[Collected data entries]
PR #186, opened 2017-01-10
Update libs using new drop of Spec file

zhengbli:
Other related changes:

1. Added some non-trivial logic to deal with the "extend conflict":
    `interface B extends A`, however `B.member` is not assignable to `A.member`. This happened twice in this update for `AudioContext.suspend` and `OfflineAudioContext.suspend`; and `HTMLCollection.namedItem` and `HTMLFormControlsCollection.namedItem`

2. Updated the `known worker interface` list. Now the list contains every type used by worker types so that the worker type file can be used independently.

3. The event types in event handler now prefer the event type defined in the current interface's own event collection; if none is found then fall back to the global event map


zhengbli:
The test fails because a new "HTMLOutputElement" is added and the `getElementByTagName` 's parameter's union type changed accordingly.

PR #193, opened 2017-02-13
Use Promise<T> instead of PromiseLike<T>

mhegazy:
Fix for https://github.com/Microsoft/TypeScript/issues/13947

Blocked on https://github.com/Microsoft/TypeScript/pull/14053


zhengbli:
👍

§ Task instructions:
From the records above, copy every line that includes the word "TypeScript".

§ Response:
Fix for https://github.com/Microsoft/TypeScript/issues/13947
Blocked on https://github.com/Microsoft/TypeScript/pull/14053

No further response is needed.